WHAT IS REQUIRED: Although the data below holds other lines too, output only those from the line with "for (let i = 0;" up to and including the line with "for tests; see", exactly as they appear.
== SOURCE MATERIAL ==
PR #192, opened 2026-08-19
fix(typescript): read v20 filler counts that are multiples of 256

thomazyujibaba:
## Summary

Follow-up to your review on #155, which flagged this:

> `retryCountAfterV20Filler`'s "skip zero padding, first non-zero byte is the count's low byte" heuristic has a narrow edge case: if the real count is an exact multiple of 256 (its own low byte is `0x00`), the scan can't distinguish that from filler padding and will misalign the read.

You were right. Fixing it.

## Type
- [x] Bug fix

## Changes

The padding length genuinely varies per call site — 9 and 13 bytes both occur in real files, so a fixed offset is not an option. But the count always lands at `markerAt + 4 + pad` with `pad % 4 === 1`, so the probe can step through those candidate offsets and read whole u32s instead of walking byte by byte. No individual byte is ever inspected, which is what made a `0x00` low byte ambiguous.

Two smaller things that came with it:

- **Each call site now passes the plausibility limit it already enforces** (`5_000_000` / `100_000` / `1_000_000`). The probe accepts exactly the range the caller would, rather than hardcoding one bound for all four.
- **The byte logic is split out as `findCountAfterV20Filler` and exported**, following `isClassRef`'s precedent, so the layout can be tested on synthetic records without a fixture.

## Testing

`tests/legacy-v20-filler.test.ts`, 7 cases. Three of them fail on the current implementation:

```
count    256 pad 13 | before: 4278190081 | after: 256
count    512 pad  9 | before: 4278190082 | after: 512
count  65536 pad 13 | before: 4294901761 | after: 65536
```

The other cases cover the paddings seen in real files, the resume offset, a non-empty string record (must be left alone), a missing marker, the per-caller limit, and a truncated buffer.

- 105/105 tests pass, `tsc --noEmit` and eslint clean
- All fixtures — v17, v20, VFF — produce identical results to before

On your note that this "mostly degrades to hitting the implausibility checks and throwing cleanly": that matches what I see, so this is hardening rather than a live bug fix. No file I have trips it.

### DIFF
--- a/packages/typescript/src/legacy.ts
+++ b/packages/typescript/src/legacy.ts
@@ -24,10 +24,60 @@ export class LegacyParseError extends Error {}
 
 const STR_MARKER = new Uint8Array([0xff, 0xfe, 0xff]);
 
+/** Widest zero padding seen between the v20 filler's empty string and the
+ * count that follows it (9 and 13 bytes occur in real files; the ceiling
+ * leaves room without letting the probe wander into unrelated records). */
+const MAX_V20_FILLER_PAD = 29;
+
 function bytesEqual(a: Uint8Array, b: Uint8Array): boolean {
   if (a.length !== b.length) return false;
   for (let i = 0; i < a.length; i++) if (a[i] !== b[i]) return false;
   return true;
+}
+
+/**
+ * Locates the count that follows a v20 filler record, given the offset the
+ * bad count was read from. Pure byte logic, exported for tests; see
+ * {@link retryCountAfterV20Filler} for how it is used.
+ *
+ * Returns the count and the offset just past it, or null when the bytes do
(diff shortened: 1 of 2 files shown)


iamahsanmehmood (approved):
Verified the algorithm myself: the ascending-pad probe order guarantees the first plausible u32 read is the true count, since every candidate before it is provably still inside the zero-padding run — so a count whose low byte is 0x00 (the exact case that broke the old byte-scan) can never be misread as padding. Tests cover the real padding lengths, the multiple-of-256 regression, the resume offset, a genuine non-empty string, a missing marker, the per-caller limit, and a truncated buffer. Clean, well-reasoned fix. Thanks for following up on the #155 review note.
===
WRITTEN RESPONSE:
   for (let i = 0; i < a.length; i++) if (a[i] !== b[i]) return false;
   return true;
+}
+
+/**
+ * Locates the count that follows a v20 filler record, given the offset the
+ * bad count was read from. Pure byte logic, exported for tests; see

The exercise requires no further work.